Remote Debugging Python with VSCode

Posted on Fri 24 January 2025 in Python • 3 min read

When your Python code runs on a remote server, inside a container, or in a subprocess that you can't launch directly from VSCode, you need a way to attach the debugger to an already-running process. The debugpy library makes this straightforward.

This is particularly useful for:

  • Debugging ML training jobs on remote GPU servers
  • Debugging code running in Docker containers
  • Debugging worker processes spawned by a parent application
  • Any situation where you can't use VSCode's "Run and Debug" directly

Setup

Step 1: Install debugpy

In your project's environment (local and remote if applicable):

pip install debugpy

Step 2: Create launch.json

In your VSCode project, create or update .vscode/launch.json:

{
    "version": "0.2.0",
    "configurations": [
        {
            "name": "Python: Attach",
            "type": "debugpy",
            "request": "attach",
            "connect": {
                "host": "localhost",
                "port": 5678
            },
            "pathMappings": [
                {
                    "localRoot": "${workspaceFolder}",
                    "remoteRoot": "."
                }
            ]
        }
    ]
}

Key settings:

  • host: Use localhost for local processes, or the remote server's IP/hostname
  • port: Must match the port in your Python code (5678 is the convention)
  • pathMappings: Maps remote file paths to local paths so breakpoints work correctly

Step 3: Add debugpy to Your Script

At the point where you want to start debugging, add:

import debugpy

debugpy.listen(("localhost", 5678))
print("Waiting for debugger to attach...")
debugpy.wait_for_client()

For remote servers, use 0.0.0.0 to accept connections from any interface:

debugpy.listen(("0.0.0.0", 5678))

Workflow

  1. Run your script in the terminal (or however it's normally launched): bash python your_script.py

  2. The script prints "Waiting for debugger to attach..." and pauses at wait_for_client()
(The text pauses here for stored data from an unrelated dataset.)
PR #283, opened 2022-08-09
'rasterize' should accept references to geometries

ianliu:
As of now, `gdal::raster::rasterize` is accepting `&[Geometry]`, but this is a little bit cumbersome, since `gdal::vector::Feature`'s `geometry` method returns a reference `&Geometry`.

To work around, one has to copy the geometry like so:

```rust
...
let geom = feature.geometry();
let wkb = geom.wkb().unwrap();
let copy = Geometry::from_wkb(&wkb);
rasterize(..., &[copy], ...);
```

By changing the `rasterize` function signature to accept a slice of references to geometries, this is not needed anymore.

---

### DIFF
--- a/CHANGES.md
+++ b/CHANGES.md
@@ -2,6 +2,10 @@
 
 ## Unreleased
 
+- **Breaking**: Change signature of `gdal::raster::rasterize` method to accept a slice of _references_ to Geometries.
+
+  - https://github.com/georust/gdal/pull/283
+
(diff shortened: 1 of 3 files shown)


ianliu:
Ok, now I see that `Geometry` implements `Clone`, so it is not _that_ cumbersome. Nonetheless, `rasterize` shouldn't need a copy to perform its operations, as it only needs a read-only reference to the geometry.

msalib:
Converting a reference to a single element slice can be done without copying though using [`from_ref`](https://doc.rust-lang.org/stable/std/slice/fn.from_ref.html). I think that slices of references are awkward to handle, so maybe instead of changing the interface, you might consider updating the docs to point to `from_ref` for the common single-geometry case instead?

ianliu:
Right! Didn't know about that function, I will change the docs then.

  3. In VSCode, go to Run and Debug (Ctrl+Shift+D), select "Python: Attach", and click the green play button

  4. The script resumes execution and stops at your breakpoints

Remote Server Example

If debugging on a remote server, you need SSH port forwarding.

On your local machine:

ssh -L 5678:localhost:5678 user@remote-server

Then run your script on the remote server. VSCode connects to localhost:5678, which SSH forwards to the remote server.

Update launch.json for remote paths:

{
    "pathMappings": [
        {
            "localRoot": "${workspaceFolder}",
            "remoteRoot": "/home/user/project"
        }
    ]
}

Tips for ML Training Debugging

When debugging long-running training jobs:

  1. Conditional debugging: Only wait for debugger in specific conditions: python import os if os.environ.get("DEBUG"): import debugpy debugpy.listen(("0.0.0.0", 5678)) debugpy.wait_for_client()

  2. Don't block training: Remove wait_for_client() if you want to attach optionally: python debugpy.listen(("0.0.0.0", 5678)) # Script continues, attach debugger whenever ready

  3. Set breakpoints before attaching: VSCode sends breakpoint information when you attach, so set them first.

Troubleshooting

Connection refused

  • Verify the port matches between script and launch.json
  • Check firewall settings on remote servers
  • Ensure SSH port forwarding is active for remote debugging

Breakpoints not hitting

  • Verify pathMappings correctly maps remote to local paths
  • Ensure the file paths in VSCode match the mapped paths
  • Try adding an explicit debugpy.breakpoint() in your code

debugpy import error

  • Install debugpy in the same environment where your script runs
  • For containers, ensure debugpy is in your requirements.txt or Dockerfile

Remote debugging is essential when print statements aren't enough and you need to inspect variables, step through code, and understand program flow in complex scenarios.